As mentioned in issue #67 , I'm working with large amounts of data in CubDB. Sometimes for a single key, a value can have a size of 10 megabytes or more. (Whether or not this is a good idea in itself is a good question, but out of scope for this issue ;) )
In order to do a periodic cleanup of stale data, what I want to do is list all keys currently present in my CubDB database. I noticed that this is taking quite long (a couple of seconds at least) even for a database with just 30 records (each 10MB+ in size).
My conclusion is that the reason for this is that CubDB has no way of listing only the key part of a record – the value is always loaded, too.

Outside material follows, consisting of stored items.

Issue #179, opened 2014-04-18
Verify for precompiled header files


guwirth:
I like to verify if precompiled header file is used in the right way. For Visual Studio this means:
* Each source code file must have a include StdAfx.h. Include must be the first include in the file.
* It is not allowed to use StdAfx.h in other header files. 

Add new check or use regular expression or xpath?

guwirth:
Closed with #339, #341

PR #339, opened 2014-12-27
File RegEx rule

guwirth:
This rule template can be used to create rules which will be triggered when a file matches a given regular expression. Additional a Ant-style matching pattern for the path can be defined.

Also a solution for #179.


guwirth:
docu: https://github.com/wenns/sonar-cxx/wiki/Create-Custom-Rules

Issue #278, opened 2014-09-01
cppcheck report results not loaded as issues in Sonar: how to troubleshoot


jfallot:
Current env:
. Sonar 4.4
. C++ (Community) plugin version 0.9
. Using sonar-runner to run sonar analysis

My problem: although the cppcheck report result is available and the sonar analysis successful (metrics OK), No issues are showing up in Sonar (although there are a lot...).

Checks done:
. Run sonar-runner with -X: not much useful information is dumped about cxx plugin execution
. Numerous tests on cppcheck report path (absolute, relative)

In a previous env:
. Sonar 4.2
. Maven used to launch Sonar analysis
The issues were correctly reported in Sonar.

My Questions:
How can I more deeply debug the C++ plugin when launching the analysis by sonar-runner?
Attach a remote debugger to Sonar server?
What is the right code branch for 0.9 version of the C++ (Community) plugin?

hikoust:
Hi,

Can you please share the modified CxxReportSensor class file or share Git location ? I am using Cxx scan in Sonar and facing the same issue. I dont have required environment to compile sonar source code.

Thanks,
Kaushik

guwirth:
@jfallot could you test that please with 0.9.3-RC1

jmecosta:
@guwirth -> close -> release -> re-open if does not work

PR #344, opened 2014-12-30
Allow absolute report path to fix issue #278, which can help for issue #252

jfallot:


wenns:
Thanks for the PR. I do not, however, think that this is the right solution for issues with multi-module setups. I'll return to this after the release.

jfallot:
@wenns: A better solution to help in case of multi-module setups is welcome. This PR is however focused on allowing absolute report paths, which can be useful in multiple cases (although not all as @jmecosta mentionned). For the time being, I continue using my own fork.

jmecosta:
@JF https://github.com/wenns/sonar-cxx/pull/358 should handle your use
case... or if not can you produce a example project where you are unable to
import reports using the current relative paths (once #358 is merged)

jfallot:
@jmecosta, it looks like https://github.com/wenns/sonar-cxx/pull/358 is still "Work in progress" and it looks too early for me to make a try with it.
I will try to build a sample project showing that absolute report path is needed.

jmecosta:
it should be green now, but its not :) for some reason. they are passing in my environment. i need to check in unix

jmecosta:
seems http://sonarqube.15.x6.nabble.com/Trying-to-get-gcov-reports-working-td5031007.html the c++ sonar source allows absolute paths... probably you should do the same...

guwirth:
Seems to be outdated.
Update PR if still needed.

PR #346, opened 2015-01-01
Bullseye bdd

jmecosta:
bdd tests:
 - bullseye coverage
 - gtest filename tag
 - tests with isolated databased containing vera, cppcheck, rats, cpplint, common (other repository)
 - shows cases windows build and analysis with specif msbuild tasks


jmecosta:
i will need to update some files after the filename tag in test case is permitted

jmecosta:
@wenns any idea how we could define include paths based on os?

      Assertion Failed: Found following errors and/or warnings lines in the logfile:
      16:55:06.288 WARN  - the include root /home/travis/build/wenns/sonar-cxx/integration-tests/testdata/googletest_bullseye_vs_project/C:/Program Files (x86)/Microsoft Visual Studio 12.0/VC/include doesnt exist
      16:55:06.289 WARN  - the include root /home/travis/build/wenns/sonar-cxx/integration-tests/testdata/googletest_bullseye_vs_project/\C:/Program Files (x86)/Microsoft SDKs/Windows/v7.1A/Include doesnt exist

might be include an additional specifier ? something like this:
sonar.cxx.includeDirectories=../Packages/gtestmock.1.7.2/build/native/include, \\\
                             ../Packages/gtestmock.1.7.2/build/native/include/googletest

sonar.cxx.windows.includeDirectories=C:/Program Files (x86)/Microsoft Visual Studio 12.0/VC/include, \\\
                             C:/Program Files (x86)/Microsoft SDKs/Windows/v7.1A/Include

sonar.cxx.unix.includeDirectories=/usr/include/vc++/include

guwirth:
Think this is only a problem for integration/regression tests. In real world scenarios users have only one OS.

Would more propose to do it like Microsoft: 
* set/define environment variables
* support environment variables in paths

```
sonar.cxx.includeDirectories=$(XXX)/include
```

For other users this has also the advange to reuse predefined VS environment variables after calling ```C:\Program Files (x86)\Microsoft Visual Studio 10.0\Common7\Tools\vsvars32.bat```

jmecosta:
reusing properties would be great... if you run from maven runner this actually works, with sonar runner there is a ticket to support this
http://jira.codehaus.org/browse/SONARUNNER-76 but its seating there for really long time. set to be fixed in 2.5 cant be sure...

anyway am not sure if this would solve my issue. since the paths will be different anyway... and yes this is mostly  a case for the bdd tests.... but we need to have something robust to able us to run tests in any environment...

guwirth:
Like the idea. sonar.cxx is under our control so maybe we can add it at a central place in CxxConfiguration? Can have a look next week...

jmecosta:
we have to be careful, i think replacing env vars should be done by the runner. so that if they implement it it might brake our implementation.. most likely those will be replaced by the sonar runner already.

jmecosta:
a few things needed:
. we need to be able to enable rules in profiles.
. we need to create rules so we can test the external rules.
. we need to be able to reference the correct include folders depending on the system

after the test should pass

jmecosta:
i think i found a way to work around the create/enable rules.

its possible to create a h2 database in a external sonar server and then deploy it just before starting sonar

wenns:
I hope you're not expecting me to merge this? ;)
This is *way* too much stuff. I really like it to be minimal, i.e. containing just peaces needed to test the "coverage-using-bullseye-reports"-feature. Nothing more. I really hate complex tests.

As for platform specific includes: try to strip your sources to the bones, such that they avoid including stuff from the enviroment. For the remaining cases accept a couple of "WARN .... cannot find ... " messages in the log file. That the way I did the the other tests so far.

Support of env. vars in the properties file: I dont think its wise to come up with our own solution.

Your database hack: lets avoid it. This is likely to break with newer releases. Try to use the REST-API for activating/deactivating rules and also the rest of setup/teardown tasks. If we cannot do it this way, I rather would skip the tests than resort to such tricks.

jmecosta:
oh... :) for that i will take a bit more time, no idea how to create setup method in behave, also dealing with the rest api is going to take a bit of time to get all those into python... but we really need a test to verify the external sensor. at this point the only way is to use the template rule and create rules to validate the report. this test is actually quite simple... its just importing existing reports but it needs those define.

wenns:
I absolutely agree that the external rules stuff is something that is quite likely to break with newer releases (it already has two(?) times) and it needs a tests. I will have a look at this.

But *this* PR is really **way** too big:

140 changed files  with 38,634 additions and 2 deletions.

also, it calls itself 'bullseye bdd' but seems to contain tests for the external rules...

How about a nice & cute PR just dealing with BDD tests for bulleye-coverage parts?

wenns:
BTW: this:
http://nemo.sonarqube.org/api_documentation#api/qualityprofiles
looks like it can be used to activate/deactivate rules in quality profiles. I'll try to write an according behave step.

jmecosta:
those rest calls require a profile key that is not the same as what we have
in the web ui. ive done already in f#...

see
https://github.com/jmecosta/VSSonarQubeExtension/blob/master/SonarRestService/SonarRestService.fs

to get the profile you need GetProfilesUsingRulesApp:
httpconnector.HttpSonarGetRequest(conf, "/api/rules/app")

and to enable the rule you do:
member this.ActivateRule(conf:ISonarConfiguration, rule:Rule,
profilekey:string) = let errorMessages = new
System.Collections.Generic.List<string>() let url
="/api/qualityprofiles/activate_rule" let optionalProps =
Map.empty.Add("profile_key", HttpUtility.UrlEncode(profilekey))
.Add("rule_key", rule.Key) .Add("severity", rule.Severity.ToString())

   let errorMessages = new System.Collections.Generic.List<string>()
            let response = httpconnector.HttpSonarPostRequest(conf, url,
optionalProps)

the responses for each you can find in
https://github.com/jmecosta/VSSonarQubeExtension/blob/master/SonarRestService/IssuesTypes.fs

this only works if you are autheticated... so the post request needs to be
authenticaed with basic autentication with admin/admin...

just not that proficient and python to handle this autentication mechanism,
if you manage to get those in there i could then update the test.

for the creation of the rule i can then take your example and extend it to
create the relevant behave step

jmecosta:
@wenns ok this is easier than i tough... check last commit to see if thats something we can use

wenns:
This definitely goes in the right direction, and I would like to pull that as in its 'clean&lean' form. But lets do the release firtst and without that. We are on the finish line and this is a litt' bit more work...

jmecosta:
That's OK, was not expecting to go in this release... I will create a clean
pull request maybe today or tomorrow. Having issues deleting template rules.

jmecosta:
#352

PR #352, opened 2015-01-03
Bdd/bullseye and custom rules

jmecosta:
striped down to only needed files for me to create new data.

taken out the build look up tables from xunit sensor in case filename tags are found


jmecosta:
i would like to create a bdd for multimodule, but would like this one to be merged so i can use the same feature and reuse the test data...

jmecosta:
rebased

integration-tests/features/test_create_rules_and_bullseye_import.feature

I've been hacking around a bit and notice that the %CubDB.Btree{} struct does seem to have the keys present. Example with some random UUID keys:
%CubDB.Btree{
root: {:l,
[
{"0687853d-0b06-4651-a5cc-855f0e8966b4", 328157201},
{"0e1f82b8-b727-4300-86de-c37368e72e4b", 315502609},
{"0e96af62-620b-4313-be63-b377499c7545", 256754705},
{"27bcd34c-3523-44b0-bb82-8294e7493ae4", 436354065},
{"430b3c18-9cd0-4682-8a23-8df8ed9252c5", 72614929},
{"459b937a-3308-40a9-8c8a-7639214e97d3", 380009489},
{"48a72808-52a3-41f7-ad8c-afa5799631db", 122859537},
{"4a8af0be-9344-4cf9-9154-28c3f2e630fd", 97831953},
{"5a87d5ba-9d4d-407d-a7e6-107a977fe5b1", 275397649},
{"6ee65e3c-50b8-46d3-b0f6-2b7380ebdb30", 296584209},
{"766025b6-4df0-4b60-b02a-ce52e2cc5823", 339930129},
{"7f459820-0eaf-421c-80b1-d84d6ccc743c", 398071825},
{"80daa26a-b5b5-402b-af82-f3eaf714045a", 170184721},
{"85087a92-f7a2-4198-b98e-b361ded90e70", 240407569},
{"8a7ce722-c5d4-4303-93f7-0776533b4765", 210489361},
{"a405a605-0f68-45d0-a3c1-5e580162b346", 123390993},
{"ae21499d-28b8-4433-8d61-005eff594908", 148443153},
{"af2dd94f-4090-4dbf-bd87-208e7a959d99", 455530513},
{"b034d60d-8a66-4eb2-9015-964a7413b063", 122861585},
{"b7874dd2-057e-4aba-aecc-1cf53b85b624", 360783889},
{"ccd09d7a-94fd-4f0f-87bd-a0e1925b2ffa", 229527569},
{"d4559626-1bda-4ad5-9735-1ac07dd97e51", 417723409},
{"d6569e73-9c3e-490b-872f-e6b6475e1ffc", 474360849},
{"ea125de7-e837-4ab6-8db7-6d14dbaeecb5", 47621137},
{"ee62ed22-8c22-4cb6-b377-68827cbcfbed", 192839697},
{"f35a6177-2e55-460f-bdef-76707e0e8b67", 1038},
{"f7d3c685-b8a2-45c8-9757-09e2b5bec8a1", 24699921},
{"f9493336-0761-4d43-acc6-fe3e9d43946d", 123109393}
]},
root_loc: 492884358,
size: 28,
dirt: 42,
store: %CubDB.Store.File{
# ... omitted
},
capacity: 32
}
While I can take this data out a Btree struct myself, it feels a bit hackish to use this internal data structure just to get a list of keys without having to load hundreds of megabytes of data into memory.
Is it correct that there is currently no public API (e.g. CubDB.keys/2, or CubDB.keys/3 for :min_key and :max_key support) available to list only the record keys without loading all values?